Ann didn't remember closing her eyes, but when she opened them, she was no longer standing at the door.
She was on the bed again — or maybe something that looked like her bed. The sheets were the same silk, the room the same penthouse, but the walls were darker, the air too still, too cold.
Damian was above her — knees on either side of her hips, his shirt half-open, his breath ghosting over her lips. His hand cupped her throat, thumb brushing the place where her pulse stuttered like it didn't know how to beat for itself anymore.
"You opened it," he whispered, voice rough velvet in the dark.
Ann's lips parted, but no words came out. She could feel the cold in his skin sinking into her bones — and she didn't pull away. Maybe she couldn't anymore.
Damian leaned closer, nose brushing hers, his other hand sliding under her jaw to tilt her face up. "Do you know what that means, Ann?"
She tried to shake her head, but his hold kept her still — pinned, claimed.
His lips ghosted over hers — not a kiss, not yet. "It means you're mine. Every breath, every heartbeat, every fear you hide under your pillow at night — they belong to me now."
He pressed his forehead to hers, exhaling a shaky laugh that sounded almost human, almost boyish — the part of him that was still Damian before the storms and the shadows turned him into something else.
Outside, the wind slammed against the glass, rattling the city awake — but in here, the only sound was her shaky breath and the soft hum of his voice wrapping around her like silk and chains.
"Say it," he murmured, his thumb pressing lightly under her chin until her mouth opened for him. "Tell me you're mine."
Ann's voice was so small it cracked: "I'm yours."
Damian's eyes darkened, a satisfied smile cutting across his lips — beautiful and dangerous at once. "Again."
"I'm yours, Damian." Her throat ached but the words felt right. Heavy. True.
His mouth crashed onto hers before she could take the words back — cold lips, but his tongue was warm, stealing her breath as his hand slid down to grip her waist, pulling her under him until there was no space left to hide.
He kissed her like a man starved, like her lips were the only warmth he'd ever tasted. She felt his teeth nip her lower lip — sharp enough to draw a gasp but not enough to break the skin. Not yet.
Her hands found his chest, the cold damp fabric of his shirt sticking to hard muscle and a heartbeat that thumped too slow, too steady to be human.
When he pulled back, a thin line of her breath still lingered between their lips, a ghost of a promise. His eyes glowed in the dark — silver-gray, sharp, burning holes into her.
"You opened the door, Ann," he rasped. His hand tangled in her hair, tilting her head so he could drag his mouth down her throat, over her collarbone. His tongue left a burning trail that turned her shiver into something sweeter, needier.

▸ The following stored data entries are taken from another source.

PR #929, opened 2024-05-11
Set query parameter for array of primitive types

### LINKED ISSUE #883: Does not support query array  parameters
Currently, `grape-swagger` does not support query array parameters, setting them to `formData` by default:

https://github.com/ruby-grape/grape-swagger/blob/master/lib/grape-swagger/doc_methods/parse_params.rb#L87

```
            param_type = value_type[:documentation][:param_type]
            doc_type = value_type[:documentation][:type]
            type = DataType.mapping(doc_type) if doc_type && !DataType.request_primitive?(doc_type)
            collection_format = value_type[:documentation][:collectionFormat]
          end

          param_type ||= value_type[:param_type]

          array_items = parse_array_item(
          array_items = parse_array_item(
            definitions,
            type,
            value_type
          )

          @parsed_param[:in] = param_type || 'formData'
          @parsed_param[:items] = array_items
```

This situations where as long as it is an array parameter, even if it occurs in a `get` request, by default the parameter's `in` is set to `formData`.

However, according to the [OpenAPI v2 spec](https://swagger.io/docs/specification/2-0/describing-parameters/#query-parameters), `Query parameters only support primitive types. You can have an array, but the items must be a primitive value type. Objects are not supported.`

As such, in situations where there an array parameter's `in`/`param_type` is not explicitly defined and it occurs in a `GET` request and the array items type are non-object primitive value types, it should be set as `query` type.

dhruvCW:
Just a rebase of #886  onto the latest changes in master.

Fixes #883

### DIFF
--- a/lib/grape-swagger/doc_methods/parse_params.rb
+++ b/lib/grape-swagger/doc_methods/parse_params.rb
@@ -21,7 +21,7 @@ module GrapeSwagger
           # optional properties
           document_description(settings)
           document_type_and_format(settings, data_type)
-          document_array_param(value_type, definitions) if value_type[:is_array]
+          document_array_param(value_type, definitions, consumes) if value_type[:is_array]
           document_default_value(settings) unless value_type[:is_array]
           document_range_values(settings) unless value_type[:is_array]
           document_required(settings)
@@ -68,15 +68,12 @@ module GrapeSwagger
           GrapeSwagger::DocMethods::Extensions.add_extensions_to_root(settings, @parsed_param)
         end
 
-        def document_array_param(value_type, definitions)
+        def document_array_param(value_type, definitions, consumes)
           if value_type[:documentation].present?
-            param_type = value_type[:documentation][:param_type] || value_type[:documentation][:in]
             doc_type = value_type[:documentation][:type]
             type = DataType.mapping(doc_type) if doc_type && !DataType.request_primitive?(doc_type)
             collection_format = value_type[:documentation][:collectionFormat]
           end
-
-          param_type ||= value_type[:param_type]
 
           array_items = parse_array_item(
             definitions,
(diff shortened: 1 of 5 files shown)


dhruvCW:
Failing tests seem to be because of a network hiccup 😅

lib/grape-swagger/doc_methods/parse_params.rb
```diff
@@ -21,7 +21,7 @@ def call(param, settings, path, route, definitions, consumes) # rubocop:disable
           # optional properties
           document_description(settings)
           document_type_and_format(settings, data_type)
-          document_array_param(value_type, definitions) if value_type[:is_array]
+          document_array_param(value_type, definitions, consumes) if value_type[:is_array]
```
LeFnord, line 24: 🤔 … is it related to this PR, thought it was introduced #927

LeFnord (commented):
thanks @dhruvCW … is it an addition to #927?
if yes, then I think some things can be refactored, especially stuff from the `array_param_type` method, or is it an rebase mistake?

lib/grape-swagger/doc_methods/parse_params.rb
dhruvCW: it is related to this PR (handling for `in[:query]` for get requests but it is indeed something that was missed in #927

dhruvCW:
> thanks @dhruvCW … is it an addition to #927? if yes, then I think some things can be refactored, especially stuff from the `array_param_type` method, or is it an rebase mistake?

it indeed builds on top of #927 specifically handling the case when an array parameter is incorrectly mapped as `formData` even when it's part of a `GET` request. This PR also fixes the problem wherein `array` parameters always default to `formData` (this was missed in #927)

dhruvCW:
> I think some things can be refactored, especially stuff from the array_param_type method, or is it an rebase mistake?

could you point them out please 😅 I just rebased the change so I haven't given the implementation itself much thought 😅

LeFnord (approved):

LeFnord:
thanks @dhruvCW

dhruvCW:
thanks for merging the change ❤️ . Could we get a release soon ? This and the previous PR would help fix a long standing issue with the generated swagger docs.

LeFnord:
released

"You opened it — now you can't close it again."
The shadows around them thickened — she could feel them watching. Not just his darkness, but hers too, the pieces of fear she'd buried deep so no one could see. He saw it all. He always did.
"Do you regret it?" His voice was muffled against her skin, his teeth grazing her pulse point.
Ann's nails dug into his shoulders. Her breath caught when his lips brushed the spot that made her thighs tense. "No," she gasped.
His laugh was a dark rumble against her throat. "Good girl."
He pulled back just enough to look at her, one hand sliding under her knee, dragging her leg up over his hip until he was pressed deeper, closer, his weight a promise she didn't want to escape.
The knocks came again — soft, muffled, like a warning she could no longer hear. Because all she could see was him, all she could feel was the cold burning into her skin like a brand.
Damian's forehead pressed to hers again, his lips brushing her jaw as he whispered, "Whatever comes knocking, let them wait. In the dark, you're only mine."
And when his mouth covered hers again, the shadows curled tighter around them — sealing the room like a secret, like a grave she'd chosen to climb into willingly.
She didn't care. Not when his kiss drowned out the storm, the knocks, the whole world beyond the glass walls.
In the dark, she was his. And that was enough.